A few things we would tell anyone starting out, in roughly the order they matter:

  1. Audit before you design anything, by pulling every distinct UTM combination you have genuinely received, so that you are designing the convention against the real mess in your own data rather than against a tidy textbook example that does not resemble it.
  2. Keep the convention boring and short, ideally to a single page, with fixed lists for source and medium, structure imposed only on the dimensions you will truly segment on, and a deliberate escape valve for everything else so that nobody feels driven to abuse the structured fields.
  3. Enforce it at the point of creation, because a link builder with dropdowns will beat a written style guide every single time by making the correct thing also the easy thing to do.
  4. Validate it continuously, since the entropy returns with every new platform and every new person who joins, and a standing validator is what keeps that creep in check before it compounds.
  5. Backfill with a mapping table and never in place, resolving dirty to clean at query time, documenting honestly the calls you cannot make cleanly, and counting rather than hiding the rows you end up having to drop.

This is not exciting work and it does not demo well in a meeting, but it is the foundation underneath every attribution claim you will ever go on to make, and choosing to skip it does not actually remove the cost so much as defer it to the day some number you had been trusting all along turns out to have been noise the entire time.

Frequently asked questions

What is a good UTM naming convention?

A controlled vocabulary rather than free text, meaning lowercase only, no spaces, a fixed list of allowed sources and mediums, and a structured campaign field that encodes only the few dimensions you will actually segment on later.
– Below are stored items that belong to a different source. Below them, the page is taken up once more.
Issue #1437, opened 2020-10-16
Consistent filename case


ehmicky:
The CLI uses a `kebab-case` convention, while `@netlify/build` uses `snake_case`. 
Should we keep it consistent between projects? If so, which one should we use?
I personally think `snake_case` is more idiomatic in Node.js, but I'm fine with any case, as long as we're consistent. What do you think @erezrokah?

Note: both currently lint this using the [`unicorn/filename-case`](https://github.com/sindresorhus/eslint-plugin-unicorn/blob/master/docs/rules/filename-case.md) ESLint rule, but with different options.

erezrokah:
Let's go with `snake_case`

sarahetter:
Not a priority

PR #1462, opened 2020-10-23
Use `@netlify/eslint-config-node`

ehmicky:
This uses the shared ESLint and Prettier configuration at `@netlify/eslint-config-node` ([link to repository](https://github.com/netlify/eslint-config-node)).

Unfortunately, it is not possible to do the same for `.editorconfig` and `.gitattributes`, which must be copy/pasted instead.


.eslintrc.js
```diff
@@ -1,196 +1,18 @@
...
-    'plugin:eslint-comments/recommended',
-    'plugin:ava/recommended',
-    'plugin:react/recommended',
-    'prettier/react',
-    'plugin:you-dont-need-lodash-underscore/all',
-  ],
-  reportUnusedDisableDirectives: true,
+  extends: '@netlify/eslint-config-node',
   rules: {
-    'require-await': 2,
```
ehmicky, line 18: All those rules and ESLint configuration are now sourced from `@netlify/eslint-config-node`

.eslintrc.js
```diff
@@ -1,196 +1,18 @@
...
-
-    'react/prop-types': 0,
-
-    // Not enabled by default in unicorn/recommended, but still pretty useful
-    'unicorn/custom-error-definition': 2,
-    'unicorn/no-unused-properties': 2,
-    // The additional `non-zero` option is useful for code consistency
-    'unicorn/explicit-length-check': [2, { 'non-zero': 'not-equal' }],
     // TODO: harmonize with filename snake_case in other Netlify Dev projects
     'unicorn/filename-case': [2, { case: 'kebabCase', ignore: ['.*.md'] }],
```
ehmicky, line 7: We currently need to keep this, because of #1437

.eslintrc.js
```diff
@@ -1,196 +1,18 @@
...
   },
   overrides: [
-    {
-      files: '**/*.test.js',
-      rules: {
-        'node/no-unpublished-require': 0,
-        'node/no-missing-require': 0,
-      },
-    },
+    ...overrides,
```
ehmicky, line 10: `extends` does not extend `overrides`, so we need to manually do it.

.eslintrc.js
```diff
@@ -1,196 +1,18 @@
...
     {
```
ehmicky, line 11: Those `overrides` are specific to this project.

.prettierrc.json
```diff
@@ -1,6 +1 @@
-{
-  "semi": false,
-  "singleQuote": true,
-  "proseWrap": "always",
-  "trailingComma": "all"
-}
+"@netlify/eslint-config-node/.prettierrc.json"
```
ehmicky, line 1: Re-use shared Prettier configuration.

We want to use a `.prettierrc.json` and `.eslintrc.js` as opposed to using a `package.json` properties, because I personally found some tools (like VSCode) to not recognize Prettier/ESLint configuration when inside a `package.json` sometimes.

package.json
```diff
@@ -68,8 +68,8 @@
     "postinstall": "node ./scripts/postinstall.js"
   },
   "scriptsArgs": {
-    "eslint": "--ignore-path .gitignore --cache --format=codeframe --max-warnings=0 \"{src,scripts,site,tests,.github}/**/*.{js,md,html}\"",
-    "prettier": "--ignore-path .gitignore --loglevel=warn \"{src,scripts,site,tests,.github}/**/*.{js,md,yml,json,html}\" \"*.{js,yml,json,html}\""
+    "eslint": "--ignore-path .gitignore --cache --format=codeframe --max-warnings=0 \"{src,scripts,site,tests,.github}/**/*.{js,md,html}\" \"*.{js,md,html}\" \".*.{js,md,html}\"",
```
ehmicky, line 71: Lint top-level files too, e.g. `.eslintrc.js` itself.

package.json
```diff
@@ -168,27 +168,12 @@
...
-    "eslint-plugin-html": "^6.1.0",
-    "eslint-plugin-import": "^2.22.1",
-    "eslint-plugin-markdown": "^1.0.2",
-    "eslint-plugin-node": "^11.0.0",
-    "eslint-plugin-prettier": "^3.1.4",
-    "eslint-plugin-promise": "^4.2.1",
-    "eslint-plugin-react": "^7.20.5",
-    "eslint-plugin-standard": "^4.0.1",
-    "eslint-plugin-unicorn": "^23.0.0",
-    "eslint-plugin-you-dont-need-lodash-underscore": "^6.10.0",
```
ehmicky, line 191: Those are all `dependencies` of `@netlify/eslint-config-node`.

Technically, the "proper" way is to define those as `peerDependencies` of `@netlify/eslint-config-node`, then install those as `devDependencies` of each project that uses `@netlify/eslint-config-node`. However, this would mean each time one ESLint plugin has a new version, we would need to merge Renovate PRs in each project.

Installing those as `dependencies` of `@netlify/eslint-config-node` instead works due to a hack: npm/yarn dependencies deduping makes those available to the top-level `node_modules/*` directory instead of `node_modues/@netlify/eslint-config-node/node_modules/*`. Without this deduping, this would not work because ESLint `require()` those plugins directly in the parent project's root directory.

npm@7 might solve this since `peerDependencies` are now automatically installed by parent projects, which might solve this problem.

erezrokah (approved):

PR #1, opened 2021-11-24
Add baseline simulation functionality, from prototype developed Q3 2021

stephanie-chan-cnz:
This PR adds baseline functionality to run a simulation using a local .csv dataset of household attributes.


Pipfile
```diff
@@ -4,6 +4,10 @@ verify_ssl = true
 name = "pypi"
 
 [packages]
+pandas = "*"
+tqdm = "*"
+numpy = "*"
+typing-extensions = "*"
```
tomwphillips, line 10: Why have you added this? The [description on PyPI](https://pypi.org/project/typing-extensions/) says it's a backport of `typing`, but we're using Python 3.9.

simulation/settings.py
```diff
@@ -0,0 +1,24 @@
...
+import pandas as pd
+
+
+def parse_args(args=None):
+    parser = argparse.ArgumentParser()
+    parser.add_argument("--household-distribution", type=pd.read_csv)
+    return parser.parse_args(args)
+
+
+args = parse_args()
```
tomwphillips, line 13: If you have this here then as soon as anything is imported from this module, `parse_args` will be excuted and try to parse arguments. Instead `__main__` should import `get_args` and call it there.

I know a settings file has been mentioned a lot lately. I'm not convinced it's a panacea.

Genuine constants should be constants in the appropriate Python module.

Things like `NUM_STEPS`, `START_DATETIME` and `NUM_HOUSEHOLDS` are simulation parametes, so I think they should go in `parse_args` with sensible defaults, so when the user runs the simulation they can be changed on the command line.

If everyone really wants to specify things in a file, then we could have an argument for a file path and load settings from that instead of the command line.

simulation/model.py
```diff
@@ -0,0 +1,102 @@
...
+
+    @property
+    def current_heating_system_count(self) -> Dict[HeatingSystem, int]:
+        return Counter(
+            [
+                agent.heating_system
+                for agent in self.space.agents
+                if isinstance(agent, Household)
+            ]
+        )
```
tomwphillips, line 43: I don't recognise these two properties from before. There's no tests either. Is it new?

I think these things would be better suited for model collectors.

We would know the number of agents anyway because agents aren't removed in the simulation.

tomwphillips (changes requested):

simulation/agents.py
```diff
@@ -0,0 +1,74 @@
...
+    HEATING_SYSTEM_FUEL,
+    HEATING_SYSTEM_LIFETIME_YEARS,
+    BuiltForm,
+    Epc,
+    HeatingFuel,
+    HeatingSystem,
+    OccupantType,
+    PropertyType,
+)
+from simulation.settings import HEAT_PUMP_AWARENESS
```
RyanJenkinson, line 16: I think the `settings` file needs a little bit of thought: how would we run multiple simulations on google cloud, for example? We would want multiple `settings` files, but the current implementation where we import from `simulation.settings` makes that hard to do.

I would be open to a `settings.yaml` (or similar) file that is passed through in `parse_args()`, but not sure about the best way to import those settings into the `agents.py` here. One thought would be to have a section in the yaml/toml file called "agents", and every argument there is passed into the `Household.__init__()` (e.g `heat_pump_aware_probability`. This would allow us to also easily test for (non) heat pump aware agents, since we can set that value to 0 or 1 respectively in the tests.

simulation/agents.py
```diff
@@ -0,0 +1,74 @@
...
+    ):
+        # Property / tenure attributes
+        self.location = location
+        self.property_type = property_type
+        self.occupant_type = occupant_type
+        self.built_form = built_form
+        self.floor_area_sqm = floor_area_sqm
+        self.property_value = property_value
+        self.is_solid_wall = is_solid_wall
+        self.construction_year = self.sample_uniformly_from_interval(
```
RyanJenkinson, line 46: Do we need this staticmethod here, any more? Can we just use `random.randint(...)` since we want a full year and not a float, anyway? If so, we can simplify this a bit more and remove the `staticmethod` below.
N.B if we do want to estimate a construction datetime, then we should do that instead with a datetime object.

simulation/constants.py
```diff
@@ -0,0 +1,56 @@
...
+    MID_TERRACE = 0
+    SEMI_DETACHED = 1
+    DETACHED = 2
+    END_TERRACE = 3
+
+
+class OccupantType(enum.Enum):
+    OWNER_OCCUPIER = 0
+    RENTER_PRIVATE = 1
+    RENTER_SOCIAL = 1
```
RyanJenkinson, line 21:
```suggestion
    RENTER_SOCIAL = 2
```
Did you want these all to be different or actually the 0 or 1 so that when we convert to `OccupantType.value` we essentially get `is_renter` ?
To be honest, I quite like the latter approach - just wanted to check it was intentional here?

simulation/constants.py
```diff
@@ -0,0 +1,56 @@
...
+    F = 5
+    G = 6
+
+
+class HeatingSystem(enum.Enum):
+    BOILER_GAS = 0
+    BOILER_OIL = 1
+    BOILER_ELECTRIC = 2
+    HEAT_PUMP_AIR_SOURCE = 3
+    HEAT_PUMP_GROUND_SOURCE = 4
```
RyanJenkinson, line 39: Note we could play the same game as above e.g 
```suggestion
    BOILER_GAS = 0
    BOILER_OIL = 0
    BOILER_ELECTRIC = 0
    HEAT_PUMP_AIR_SOURCE = 1
    HEAT_PUMP_GROUND_SOURCE = 1
```
so that when we apply `HeatingSystem.value` it turns into `is_heat_pump`. Or is this an abuse of `enum.Enum` and really they should all be different? @tomwphillips ?

simulation/constants.py
```diff
@@ -0,0 +1,56 @@
...
+
+HEATING_SYSTEM_FUEL: Dict[HeatingSystem, HeatingFuel] = {
+    HeatingSystem.BOILER_GAS: HeatingFuel.GAS,
+    HeatingSystem.BOILER_OIL: HeatingFuel.OIL,
+    HeatingSystem.BOILER_ELECTRIC: HeatingFuel.ELECTRICITY,
+    HeatingSystem.HEAT_PUMP_AIR_SOURCE: HeatingFuel.ELECTRICITY,
+    HeatingSystem.HEAT_PUMP_GROUND_SOURCE: HeatingFuel.ELECTRICITY,
+}
+
+HEATING_SYSTEM_LIFETIME_YEARS = 15
```
RyanJenkinson, line 56: Should this live here? Or in the settings file? Is it something we would want to potentially vary?

simulation/model.py
```diff
@@ -0,0 +1,102 @@
...
+    ].apply(parse_string_interval)
+
+    households = household_distribution.sample(num_households, replace=True)
+    for household in households.itertuples():
+        yield Household(
+            location=household.location,
+            property_value=household.property_value,
+            floor_area_sqm=household.floor_area_sqm,
+            off_gas_grid=household.off_gas_grid,
+            construction_year_band=household.construction_year_band,
```
RyanJenkinson, line 71: I think we should change the construction year band to either:
1. A single int value `construction_year: int`, of the year it was constructed, and do the preprocessing from the string to that value at this stage
2. A `enum.Enum` for `ConstructionYearBand` which has all the property year archetypes we are using in there. We should map the string onto that enum at this stage, too. Then `construction_year_band: ConstructionYearBand` and we can work with it a bit easier.

I would be in favour of 2.

RyanJenkinson: Note: if we did 2 we can remove all the `pd.Interval` stuff we have, and preprocessing functions etc.

RyanJenkinson (changes requested):
Just some other comments / thoughts that build on Toms above. Happy to discuss!

simulation/agents.py
tomwphillips: >I think the settings file needs a little bit of thought: how would we run multiple simulations on google cloud, for example? We would want multiple settings files, but the current implementation where we import from simulation.settings makes that hard to do.

This is exactly why a Python file of parameters doesn't work. 

For now I think focus on we want to do and I can make it happen. I think we want to be able to:

* run a simulation with some sensible defaults
* run a simulation with some different parameters
* run lots of simulations with different parameters (a bit like gridsearch for hyperparameter optimisation)

simulation/constants.py
tomwphillips: I think that'll be easy to miss. If we don't need the private/social distinction remove it otherwise make them different values.

simulation/constants.py
tomwphillips: Like I said above it's a bit unexpected IMO.

Pipfile
stephanie-chan-cnz: Hm, docker build failed without it, raising an error about `typing-extensions` missingness. I'll remove and see what happens again.

simulation/model.py
stephanie-chan-cnz: Not new, as per previous repo. Agreed, we can remove it.

simulation/agents.py
stephanie-chan-cnz: Let's discuss what we think are our requirements together (maybe with @soolinglim) and come back to the points around using settings files.

simulation/constants.py
stephanie-chan-cnz: This was a typo - I intended them to represent different values. While the distinction between renters does not alter agent behaviour, but is potentially a field we would want to segment simulation outputs by, so I'd prefer not to lose this detail.

simulation/constants.py
stephanie-chan-cnz: Maybe, but I wouldn't put it on say the top 25 things we'd want to vary, as it's far less open to debate than many other parameters.

simulation/model.py
stephanie-chan-cnz: I don't mind - I feel that sampling uniformly from the EPC construction year bands results is unlikely to be the best approach anyway (there were probably some property booms within these sub-periods, not uniform in count). It would remove any ability to cap heating system age by construction year though (which I removed for this first PR, and I think is fine to continue to omit).

simulation/__main__.py
```diff
@@ -0,0 +1,52 @@
...
+history = create_and_run_simulation(
+    args.start_datetime,
+    args.step_interval,
+    args.num_steps,
+    args.num_households,
+    args.household_distribution,
+    args.heat_pump_awareness,
+)
+
+write_jsonlines(history, args.history_filename)
```
tomwphillips, line 52:
```suggestion
if __name__ == "__main__":
    args = parse_args()

    history = create_and_run_simulation(
        args.start_datetime,
        args.step_interval,
        args.num_steps,
        args.num_households,
        args.household_distribution,
        args.heat_pump_awareness,
    )

    write_jsonlines(history, args.history_filename)
```

tomwphillips (approved):

RyanJenkinson (approved):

The exact scheme matters far less than the fact that it is written down, enforced at the moment a link is created, and never edited by hand inside the ad platform afterwards.

How do you fix inconsistent UTMs across many live campaigns?

Freeze the convention first and enforce it on every new link, then backfill the history with a mapping table that translates the messy old values into the clean new ones, rather than re-tagging live campaigns in place. The lookup should live in your warehouse so that old and new data both resolve to the same clean dimensions at query time, without anyone ever mutating the original records.

Why does UTM hygiene matter for attribution?

UTMs are the keys your CRM and warehouse rely on to join a click back to a customer, so when those keys are inconsistent the joins either fail silently or, worse, succeed against the wrong rows, and every downstream number quietly inherits the error. Clean UTMs are the precondition for measuring anything per channel or per campaign with any honesty.